- Supreme Court of the United States

Argued April 20, 2005 Decided June 13, 2005
- Full case name: Merck KGaA, Petitioner v. Integra Lifesciences I, Ltd., et al.
- Citations: 545 U.S. 193 (more) 125 S. Ct. 2372; 162 L. Ed. 2d 160; 2005 U.S. LEXIS 4840; 73 U.S.L.W. 4468; 74 U.S.P.Q.2d (BNA) 1801; 18 Fla. L. Weekly Fed. S 394

Case history
- Prior: Integra Lifesciences I, Ltd. v. Merck KGaA, 331 F.3d 860 (Fed. Cir. 2003); cert. granted, 543 U.S. 1041 (2005).
- Subsequent: On remand at Integra Lifesciences I, LTD. v. Merck KGaA, 496 F.3d 1334 (Fed. Cir. 2005).

Holding
- The Court held that the use of patented compounds in preclinical studies is protected under § 271(e)(1) at least as long as there is a reasonable basis to believe that the compound tested could be the subject of an FDA submission and the experiments will produce the types of information relevant to an IND or NDA.

Court membership
- Chief Justice William Rehnquist Associate Justices John P. Stevens · Sandra Day O'Connor Antonin Scalia · Anthony Kennedy David Souter · Clarence Thomas Ruth Bader Ginsburg · Stephen Breyer

Case opinion
- Majority: Scalia, joined by unanimous

Laws applied
- U.S. Const.; 35 U.S.C. § 271(e)(1)

= Merck KGaA v. Integra Lifesciences I, Ltd. =

Merck KGaA v. Integra Lifesciences I, Ltd., 545 U.S. 193 (2005), is a United States Supreme Court case with ramifications for patent law. The dispute dates to approximately 1996 and centers on a federal law known as the "FDA safe harbor" (§ 271(e)(1)).

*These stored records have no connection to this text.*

PR #373, opened 2026-07-27
[NPU]chore:add pip extra repo in Dockerfile.npu

yzeyu71:
### Summary
Vime depends on vllm-router. However, the Tsinghua image source used by Dockerfile.npu does not contain the vllm-router installation package. As a result, the image fails to be built. Therefore, mirrors.aliyun is added to install vllm-router.


Meihan-chen (approved):
LGTM

Issue #374, opened 2026-07-27
[NPU][A3] Garbled and repetitive MoE rollouts with inference EP after colocated IPC weight update


Ulrica111:
## Summary

We observe incorrect rollouts when running Qwen3-30B-A3B colocated RL training
on an Atlas A3 server with vLLM expert parallelism enabled.

After an actor-to-vLLM IPC weight update, some responses become garbled or
repetitive, often diverging from the first generated token.

Our current A/B results are:

| Inference EP | MoE communication | Result |
|---|---|---|
| Disabled | Default non-EP path | Correct |
| EP=8 | Native selection / MC2 | Garbled or repetitive |
| EP=8 | Forced ALLGATHER | Correct |

## Environment

- Server: Huawei Atlas A3
- NPU: 8 visible Ascend910 chips, physical IDs 0-7
- Host capacity: 16 physical chips on 8 dual-chip boards
- HBM per chip: 65536 MiB
- Model: Qwen3-30B-A3B
- Deployment: colocated RL training
- Weight synchronization: native NPU IPC
- Rollout topology: one 8-NPU engine
- Inference EP world size: 8
- Training EP size: 8
- CANN/Firmware: 9.0.0 / `9.0.0.6.200`
- `npu-smi`: `26.1.0.b070`

## Relevant configuration

```bash
python train.py \
  --train-backend megatron \
  --actor-num-nodes 1 \
  --actor-num-gpus-per-node 8 \
  --rollout-num-gpus 8 \
  --rollout-num-gpus-per-engine 8 \
  --colocate \
  \
  --hf-checkpoint /path/to/Qwen3-30B-A3B \
  --load /path/to/Qwen3-30B-A3B \
  --megatron-to-hf-mode bridge \
  --weight-update-megatron-to-hf-mode bridge \
  \
  --rollout-backend vllm \
  --vllm-weight-sync-mode native \
  --vllm-enable-expert-parallel \
  --vllm-enable-sleep-mode \
  --vllm-enforce-eager \
  --vllm-gpu-memory-utilization 0.45 \
  --vllm-max-model-len 20480 \
  \
  --rollout-batch-size 8 \
  --n-samples-per-prompt 8 \
  --global-batch-size 64 \
  \
  --tensor-model-parallel-size 4 \
  --expert-model-parallel-size 8 \
  --expert-tensor-parallel-size 1
```

## Weight-transfer verification

We inserted probes at the following stages:

1. actor-side exported weights;
[...]

PR #376, opened 2026-08-03
[NPU]fix: restore MoE ALLTOALL expert IDs after NPU memory reuse

miracle0517:
# Summary
Fix an MoE accuracy issue on Ascend A3 when running Qwen3-30B-A3B in colocated mode with expert parallelism and ALLTOALL communication.
# Problem
After a colocated weight update and NPU memory reuse, rollout inference could produce incorrect first-token log probabilities and repetitive outputs. The issue did not reproduce in disaggregated mode.
The expert_ids_per_ep_rank tensor used by the ALLTOALL token dispatcher could retain invalid contents after the vLLM sleep/wake and weight-update lifecycle. This caused received tokens to be assigned to the wrong local experts even though the model weights and ALLTOALL payload were correct.
# Fix
- Track the MoE expert-ID template generation across weight updates and wake-up operations.
- Limit the workaround to Ascend A3 colocated workers.
- Preserve existing behavior for other devices and communication paths.

# Test
- [x] End-to-end Qwen3-30B-A3B colocated training on Ascend A3
image
image

### DIFF
--- a/vime/backends/megatron_utils/update_weight/update_weight_from_tensor.py
+++ b/vime/backends/megatron_utils/update_weight/update_weight_from_tensor.py
@@ -284,6 +284,47 @@ class _VLLMHijack:
         NPUWorker._npu_worker_patched = True
 
     @staticmethod
+    def _patch_a3_moe_alltoall_expert_ids() -> None:
+        """Restore the ALLTOALL expert-ID template after colocated memory reuse."""
+        from vllm_ascend.utils import AscendDeviceType, get_ascend_device_type
+
+        if get_ascend_device_type() != AscendDeviceType.A3:
+            return
+
+        from vllm_ascend.ops.fused_moe.token_dispatcher import TokenDispatcherWithAll2AllV
+
+        if getattr(TokenDispatcherWithAll2AllV, "_vime_expert_ids_patched", False):
+            return
+
+        original_dispatch_preprocess = TokenDispatcherWithAll2AllV._dispatch_preprocess
+        TokenDispatcherWithAll2AllV._vime_expert_ids_generation = 0
+
+        def _patched_dispatch_preprocess(self, hidden_states, topk_ids):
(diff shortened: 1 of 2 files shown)


vime/backends/megatron_utils/update_weight/update_weight_from_tensor.py
```diff
@@ -283,6 +283,47 @@ def _patch_npu_worker() -> None:
         _VLLMHijack._patch_one_worker(NPUWorker)
         NPUWorker._npu_worker_patched = True
 
+    @staticmethod
+    def _patch_a3_moe_alltoall_expert_ids() -> None:
```
momo609, line 287: Could this cause garbled characters in single inference? I think this issue should also be reproducible in single inference as well.

miracle0517: We noticed that a colleague has already submitted a relevant fix PR in the vllm-ascend repository. https://github.com/vllm-project/vllm-ascend/pull/13352.However, from a version control perspective, it is reasonable for us to apply a patch in vime to override the older version of vllm-ascend in order to resolve the precision issues. This approach is both justified and manageable.

CalvinXKY (approved):

vime/backends/megatron_utils/update_weight/update_weight_from_tensor.py
Ulrica111: > Could this cause garbled characters in single inference? I think this issue should also be reproducible in single inference as well.

Not in our current reproduction. Single or low-concurrency requests take the MC2 path and remain normal. The issue only appears when high concurrency triggers the Vime IPC mixed prefill/decode + ALLTOALL path.

We also verified that direct vLLM-Ascend serving can use ALLTOALL normally, so this does not look like a general single-inference or ALLTOALL accuracy issue. See the lightweight comparison in [#374]

PR #216, opened 2018-09-19
Proper handling of invalid traceparent header

felixbarny:


apm-agent-core/src/main/java/co/elastic/apm/impl/transaction/TraceContext.java
```diff
@@ -57,24 +57,35 @@
...
+                logger.warn("Only version 00 of the traceparent header is supported, but was '{}'", traceParentHeader);
+                asRootSpan(sampler);
+                return;
+            }
+            parseTraceId(traceParentHeader);
+            if (traceId.isEmpty()) {
+                asRootSpan(sampler);
+                return;
+            }
+            parseParentId(traceParentHeader);
```
axw: should you be checking `parentId.isEmpty()` here also?

apm-agent-core/src/main/java/co/elastic/apm/util/HexUtils.java
```diff
@@ -64,22 +64,34 @@ public static void writeByteAsHex(byte b, StringBuilder sb) {
...
+        if (hi == -1 || lo == -1) {
+            throw new IllegalArgumentException("Not a hex encoded string: " + hexEncodedString + " at offset " + offset);
         }
+        return (byte) ((hi << 4) + lo);
     }
 
-    public static byte getNextByte(String hexEncodedString, int offset) {
-        return (byte) ((Character.digit(hexEncodedString.charAt(offset), 16) << 4)
-            + Character.digit(hexEncodedString.charAt(offset + 1), 16));
+    private static int hexCharToBinary(char ch) {
```
axw: why do this instead of `Character.digit(ch, 16)`? is this faster?
couldn't you just do (in getNextByte):

```java
final int hi = Character.digit(hexEncodedString.charAt(offset), 16);
final int lo = Character.digit(hexEncodedString.charAt(offset + 1), 16);
(rest is the same)
```
?

apm-agent-core/src/main/java/co/elastic/apm/impl/transaction/Transaction.java
```diff
@@ -83,7 +83,7 @@ public Transaction(ElasticApmTracer tracer) {
 
     public Transaction start(@Nullable String traceParentHeader, long startTimestampNanos, Sampler sampler) {
         if (traceParentHeader != null) {
-            traceContext.asChildOf(traceParentHeader);
+            traceContext.asChildOf(traceParentHeader, sampler);
```
axw: Your call of course, but it might be a bit neater to leave the concern of what to do in case of an invalid traceparent header to the caller. e.g. you could make `asChildOf` return a bool indicating success, and then:

```java
if (traceParentHeader == null || !traceContext.asChildOf(traceParentHeader)) {
    traceContext.asRootSpan(sampler);
}
```

apm-agent-core/src/main/java/co/elastic/apm/impl/transaction/TraceContext.java
felixbarny: definitely!

apm-agent-core/src/main/java/co/elastic/apm/util/HexUtils.java
felixbarny: TBH, I didn't measure it but I suppose this is faster. Semantically, it's equivalent

apm-agent-core/src/main/java/co/elastic/apm/impl/transaction/Transaction.java
felixbarny: nice idea!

While the Court refused to "quibble" with the Court of Appeals over its conclusion that the exemption “does not globally embrace all experimental activity that at some point, however attenuated, may lead to an FDA approval process,” the Court held that:
Basic scientific research on a particular compound, performed without the intent to develop a particular drug or a reasonable belief that the compound will cause the sort of physiological effect the researcher intends to induce, is surely not “reasonably related to the development and submission of information” to the FDA. It does not follow from this, however, that §271(e)(1)’s exemption from infringement categorically excludes either (1) experimentation on drugs that are not ultimately the subject of an FDA submission or (2) use of patented compounds in experiments that are not ultimately submitted to the FDA. Under certain conditions, we think the exemption is sufficiently broad to protect the use of patented compounds in both situations.

The Court expressly adopted the construction of the law articulated by Federal Circuit Judge Pauline Newman.